Within computer science a growing body of theory has been developed which tries to pin down exactly why certain search problems are difficult and others are easy for the Darwinian heuristic. The concepts include the ideas of deceptiveness (Goldberg, 1987) and ruggedness (Kaufmann, 1989) of fitness landscapes, epistasis variance (Davidor, 1991), and the idea of strong causality (Rechenberg, 1994) to name a few. Here we want to mention but three of these concepts which all point to the same direction.
The idea of strong causality comes from physics but is used extensively in evolutionary strategy (ES) research to explain ES performance (Rechenberg, 1994). "Strong causality" simply means that small changes in the system parameters shall, on the average, correspond to small changes in system performance (fitness). If this is the case it is easy to find a path towards the best or at least a good solution of a problem.
Similar ideas have been developed in genetic algorithms theory. The classical idea of heritability appears in correlation statistics used to characterize the ruggedness of adaptive landscapes and how far adaptation may proceed before it gets caught in a local peak (Weinberg, 1991; Stadler, 1992; MŸhlenbein and Schlierkamp-Voosen, 1995). Another approach (Jones and Forrest, 1995) measures the correlation between fitness or performance and the distance from the optimum in the search space as a predictor of how well adaptation proceeds. Evolvability is dealt with directly by generalizing Price's (1970) covariance theorem of natural selection to predict the rate at which new, fitter adaptations will be produced (Altenberg, 1995a). This rate depends on the rate of production of genetic variation by what ever means, and the correlation between the fitness of genotypes and their likelihood of producing still fitter offspring.

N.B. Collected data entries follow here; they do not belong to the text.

PR #441, opened 2022-01-24
Target Version of 'Task In Reduction Dynamically Enclosed'

nolanbaker31:
Currently failing with errors on LLVM.

Let me know if you have any ideas

### DIFF
--- a/tests/5.0/task/test_task_in_reduction_dynamically_enclosed_device.c
+++ b/tests/5.0/task/test_task_in_reduction_dynamically_enclosed_device.c
@@ -1,0 +1,60 @@
+//===--- test_task_in_reduction_dynamically_enclosed_device.c ----------------------===//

All these approaches are different formal ways of capturing the same intuitive notion of a (statistically) "smooth" fitness landscape: it is easy to evolve by natural selection if better genotypes are found in the mutational "neighborhood" of the good genotypes. Another way of expressing this result is that adaptations are possible if improvement can be achieved in a cumulative or stepwise fashion.
But what are the structural features that make stepwise improvement possible? The key feature is that, on average, further improvements in one part of the system must not compromise past achievements. This is the essence of the so-called "building block hypothesis" to explain the performance of genetic algorithms (Holland, 1992; Forrest and Mitchell, 1993). Independent functions shall be coded independently so that the improvement of each function can be realized with minimal interference with other already optimized functions. Pleiotropy cannot be wholly "universal" (Wright, 1968), but must be limited for many mutations. A primary problem for complex adaptation is how to avoid unbounded pleiotropy in the face of the combinatorial explosion in the number of possible interactions between parts. This is accomplished by modularity, which underlies many of the explanations of complex adaptations offered by biologists.